The 65-year-old long-time local government man had no other employment lined up but said he was not calling it retirement and would be staying in the district.
‘‘I’m intending to make myself useful,’’ he said. ‘‘I don’t quite know what that will be. There’s nothing on the horizon.’’
However, he was not contemplating a role ‘‘as big as this one’’.
McKenzie stressed it would be ‘‘pedal to the metal’’ until he left the top job.
Some key projects that he hoped were completed before his departure included the Long Term Plan 2018-28 along with the ‘‘most critical’’ decisions around the proposed Waimea dam.
‘‘There’s a truckload of things do to,’’ he said. ‘‘I’ve given an undertaking to the mayor ... it’s full noise.’’
McKenzie joined TDC in May 2012 from Gisborne District Council on a fiveyear contract. Before that, he worked in local government at Southland. His con- tract with TDC was renewed for a further two years in August 2016, giving him the job as boss until May 2019.
When that renewal was signed, McKenzie said he indicated he might finish earlier.
‘‘The timing is right,’’ he said of his planned departure date. ‘‘It’s a good time for the council; they would have had 18 months, it’s halfway through the term.’’
He has a nominal finishing date of May 11, 2018. McKenzie said he also hoped to see his successor in place before he left and had offered to finish early or stay a few weeks later than May 11, if needed.

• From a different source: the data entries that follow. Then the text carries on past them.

Issue #1986, opened 2016-02-11
Feature Request: Leader key support


danielyli:
For those of us whose muscle memories are accustomed to the leader key (e.g., the comma), supporting a leader key would be a very welcome feature.

smblott-github:
Thanks, @danielyli.  My sense would be that `<leader>` support would be overkill for Vimium.  We have a far fewer commands, and we don't support plugins.  And users can always re-map their keys to achieve whatever mapping best meets their needs.

danielyli:
Alright, that's unfortunate, though very understandable.  Thanks.

Aaditay:
Can we please rethink on this ? Because vimium now have so much options to customize.

james-gour:
Seriously, this should be re-thought @smblott-github.

The value proposition of this feature has nothing to do with the limited number of available commands in vimium.

It has _everything_ to do with consistency of developer workflow across platforms. The leader key is a core feature in vim. Vimium is inspired by vim. Every tool that emulates vim should offer the leader key so that users can simply use all of their bindings that they know and love :).

The mental overhead of having to learn yet another set up arbitrary keymaps, instead of just using my our beloved set from vim makes me hesitant to pick up vimium.

PR #2311, opened 2016-10-15
New command option to enter normal mode

smblott-github:
Here's the problem...

Many sites define their own keyboard shortcuts, for example Google Play Music defines `gh` for "go home".

On such sites, it is normal to set up pass keys for `g` and `h`, but then Vimium bindings which begin with `g` are inaccessible.  And this can be frustrating.

Here, we add a new command `enterNormalMode` which installs a new normal-mode instance (without any pass keys).  This executes a single normal-mode command (or `count` commands) and then exits.

Examples:

```
map \ enterNormalMode
map | enterNormalMode count=999999
```

Assuming `g` and `o` are pass keys:
- `gh` or `o` - use the page's binding
- `\gg` - scroll to top
- `2\ggo` - scroll to the top and open the Vomnibar
- `\g<Escape>o` - open the Vomnibar
- `\<Escape>o` - use the page's bindings
- `\\\\\\<Escape>o` - use the page's bindings (new normal-mode instances
  displace previous ones, and `Escape` exits)

This required some changes to the scroller.  Previously, we only ever had one normal-mode instance, and could arrange statically that the scroller's key listeners were above normal-mode's key listeners in the handler stack.  Here, we fix this by adding and removing the scroller's listeners dynamically, so they're always at the top of the handler stack.

(This might be similar to what the poster of #1986 had in mind.)

### DIFF
--- a/background_scripts/commands.coffee
+++ b/background_scripts/commands.coffee
@@ -166,6 +166,7 @@ Commands =
       "enterVisualMode",
       "enterVisualLineMode",
       "passNextKey",
+      "enterNormalMode",
       "focusInput",
       "LinkHints.activateMode",
       "LinkHints.activateModeToOpenInNewTab",
@@ -238,6 +239,7 @@ Commands =
     "closeOtherTabs",
     "enterVisualLineMode",
     "toggleViewSource",
+    "enterNormalMode",
     "passNextKey"]
 
 defaultKeyMappings =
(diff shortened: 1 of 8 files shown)


smblott-github:
I've used this a lot in the last week, so it's definitely useful - particularly on Google Inbox.

smblott-github:
I use this *a lot*, so it's a useful feature.

In 3019e38d6db4d56036eff8aaa2d2d37f85e4fb07 I tweaked it such that instead of saying...

    map \ enterNormalMode

we say...

    map \ passNextKey normal

In other words, *pass the next key to normal mode*.  This seems natural, and avoids the need for a new command.

PR #2312, opened 2016-10-16
Add sendMessage command to message external components (version two)

smblott-github:
This adds a new command `sendMessage` for implementing Vimium commands in external extensions of via TamperMonkey userscripts. 

See the explanation [here](https://github.com/smblott-github/vimium/blob/sendMessage-command-v2/examples/external-commands/README.md).

The most disruptive aspect of this PR is the plumbing through link-hints mode.  The `sendMessage` implementation itself is pretty much self contained.

Replaces #2109.

### DIFF
--- a/background_scripts/commands.coffee
+++ b/background_scripts/commands.coffee
@@ -210,7 +210,8 @@ Commands =
       "moveTabRight"]
     misc:
       ["showHelp",
-      "toggleViewSource"]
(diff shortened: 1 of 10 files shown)


smblott-github:
Added a command/options page to the demo extension:

snapshot

smblott-github:
Closing.  I think we should do *Option B* from #2319.

Issue #2229, opened 2016-08-22
Capital Letters Set in Hints causes Vimium to send keybindings


nabsiddiqui:
I seem to have noticed a bug where placing the capital letters in the set character hints option results in Vimium attempting to send the actual key bindings. This is solved by making the letter lower case again.

sco-tt:
I was able to reproduce this bug (set any number of hints on the options page to a capital letter, reload, press f, and then try to follow a link where the link hint starts with that letter).

Submitted a PR.

PR #2320, opened 2016-10-18
Force custom link hints to be lowercase

sco-tt:
Addresses #2229 

Test if link hints has been set to something other than the default; if that is the case, this forces them all to be lowercase.

### DIFF
--- a/content_scripts/link_hints.coffee
+++ b/content_scripts/link_hints.coffee
@@ -444,7 +444,17 @@ class LinkHintsMode
 # Use characters for hints, and do not filter links by their text.
 class AlphabetHints
   constructor: ->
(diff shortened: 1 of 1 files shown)


smblott-github:
Thanks, @sco-tt.  I think this is the right thing to do.

However:

- Why treat the default differently?  They're all lower case anyway.
- Why make characters lower case character by character? `str.toLowerCase()` just makes all characters in string lower case.

sco-tt:
Thanks for the feedback @smblott-github. The loop doesn't make sense at all. I put in PR for a cleaner/simpler implementation here: https://github.com/philc/vimium/pull/2327.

‘‘I’ll stay on or go early, depending on the needs of the business,’’ he said.
Mayor Richard Kempthorne told a public meeting at Mapua on Monday evening that McKenzie had done a ‘‘tremendous job for us’’ around the dam project. At the time McKenzie’s contract was renewed, the mayor said a ‘‘great deal’’ of the success of the council since 2012 was directly attributable to the chief executive’s leadership of the staff and his relationship with the elected members.
Kempthorne said he intended to put a report to councillors this week, suggesting the council use an independent agency to help find the replacement for McKenzie.